Mr Balfour's Poodle(46)
On foreign policy, his last point, the Chancellor of the Exchequer was rotund rather than penetrating. ‘Such a Government,’ he wrote, ‘representing as it would, not a fragment but the whole nation, would undoubtedly enhance the prestige of this country abroad.’ That was the end of the memorandum.
There is some conflict of evidence as to what Lloyd George did with it. F. E. Smith’s biographer says that Mr. Churchill and Smith were used as intermediaries by the Chancellor, and that Balfour first heard of the proposals from Smith, and Asquith from Mr. Churchill. w The Times, in its obituary of Balfour, published on March 20, 1930, makes no mention of communication through Mr. Churchill or Smith, but speaks of an ‘intrigue’ and of ‘Mr. Asquith being excluded’. This is explicitly denied by Asquith’s biographers. ‘It may be stated with confidence,’ they write, ‘that Asquith believed himself to be fully informed of all that was going on, and he was certainly aware that Mr. Lloyd George was conferring with Mr. Balfour’.x They do not, however, confirm Sir Harold Nicolson’s belief that the memorandum was shown to Balfour by Asquith himself, after he had received it from Lloyd George and discussed it with five more of his Cabinet colleagues.y This view cannot be reconciled with Sir Charles Petrie’s statementz that Balfour did not at first realise that the Prime Minister was privy to the proceedings, but it is probably nearer to the truth than the others which have been mentioned.
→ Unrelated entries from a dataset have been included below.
PR #103, opened 2018-10-11
Send initialized notification

matklad:
According to the spec, the client must send initialized notification
before sending any other requests or notifications.

https://microsoft.github.io/language-server-protocol/specification#initialized

>The initialized notification is sent from the client to the server after the client received the result of the initialize request but before the client is sending any other request or notification to the server. The server can use the initialized notification for example to dynamically register capabilities. The initialized notification may only be sent once.

### DIFF
--- a/src/controller.rs
+++ b/src/controller.rs
@@ -472,6 +472,7 @@ fn dispatch_server_response(
                     .expect("Failed to parse initialized response")
                     .capabilities,
             );
+            ctx.notify(notification::Initialized::METHOD.into(), InitializedParams {});
             let mut requests = Vec::with_capacity(ctx.pending_requests.len());
             for msg in ctx.pending_requests.drain(..) {
                 requests.push(msg);


ul:
Good catch, thanks for contribution!

ul:
Hey @matklad I know you are pretty experienced in Rust, am I allowed to ask you for code review of kak-lsp if you have time and interest in it? I'm especially unsatisfied on how I manage threads so it's hard to organize clean synchronized exit, but I guess there is a lot of other not-so-well-designed things.

matklad:
Sure, will take a look!

matklad:
BTW, I am a huge fan of maintaining a short ARCHITECTURE.md document which describes a high-level architecture of the project, which some pointers to code. ([example](https://github.com/rust-analyzer/rust-analyzer/blob/010096d3994a7329bb8415ac5921f2e8005daaec/ARCHITECTURE.md)). If you could draft such a document in, say, one hour, that would help me with diving into the code quicker :)

ul:
Great idea, thank you! I'll ping you when file will be ready then (hope to have some time to work on it this Sunday).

The consensus of opinion is that no approach was made to Balfour without the approval of the Prime Minister and the knowledge of Crewe, Grey, Haldane, and Mr. Churchill. Smith and Mr. Churchill were certainly eager skirmishers for coalition, but the second Lord Birkenhead is too flattering in the roles which he ascribes to them.
When the proposal reached Balfour, by whatever method it had come, he thought it worthy of the closest consideration. In Lloyd George’s own words, he ‘was by no means hostile; in fact he went a long way towards indicating that personally he regarded the proposal with a considerable measure of approval. He was not, however, certain of the reception which would be accorded to it by his party.’aa This he endeavoured to ascertain by consulting some of his colleagues. The other union ist members of the Constitutional Conference were brought in, and so, amongst others, were Bonar Law, Akers-Douglas, and Gerald Balfour.1 F. E. Smith, although informed by Lloyd George, was not directly consulted by the leader of his party.
All this took time—the negotiations were still in progress at the end of October—and during this period some of the proposals were given a sharper edge. Attention strayed from the more original and constructive parts of Lloyd George’s plan and became concentrated upon a series of straightforward and mutually compensating party bargains. The union ists were to get a stronger Navy, compulsory military training (which they had never publicly advocated, but which they were not thereby inhibited from regarding as a great prize), and (possibly) tariff reform. In return they were to allow the Liberals to proceed with Home Rule (although under the much less offensive guise of federal devolution), to agree to a compromise solution of the denominational question in education which would probably be nearer to Liberal desires than to their own, and (although there was no mention of this in Lloyd George’s memorandum) to envisage Welsh Church Disestablishment. An agreed solution to the House of Lords question, along the lines discussed within the conference, was necessary as a prerequisite to the wider agreement, of course.
The provisional horse-trading, so far as the more eager advocates of coalition were concerned at any rate, went further than this. It extended to the allocation of offices. Asquith was to remain Prime Minister, but was to meet the fate which he had tried to thrust upon Campbell-Bannerman in 1905. He was to go to the Lords and leave the leadership in the Commons to Balfour, who would also be Chairman of the Committee of Imperial Defence. Lansdowne was to have the Foreign Office, Mr. Churchill the War Office, and Austen Chamberlain the Admiralty. Lloyd George, although he at one stage offered, inevitably rather rhetorically, to retire if this would ease union ist difficulties,bb was to remain at the Exchequer. For the rest the offices were to be divided on a strictly equal basis between the two parties.
All this came to nothing, for Balfour, despite his initially favourable response and the gloomy fears of union ist foolishness which he expressed both to Asquith and to Lord Eshercc at about this time, eventually killed the plan. Most of the leaders whom he consulted inclined towards acceptance (although it is most difficult to believe that Lansdowne, who remained aloof from this whole negotiation, was not an exception). But Akers-Douglas, Balfour’s former Chief Whip, told him that the views of the rank and file of the party would be quite different. They would not stand for such a wholesale compromise of principle and such a sudden rapprochement with men against whom they had worked up a quite unusual degree of personal bitterness. This appears to have been decisive with Balfour. He was obsessed at the time (in so far as so detached a mind can ever be said to suffer from an obsession) with what he regarded as the bad example of Peel,1 and he was determined not to split his party on the issue. Eighteen years later, discussing with his biographer these negotiations, he stressed the relevance of the Peel precedent.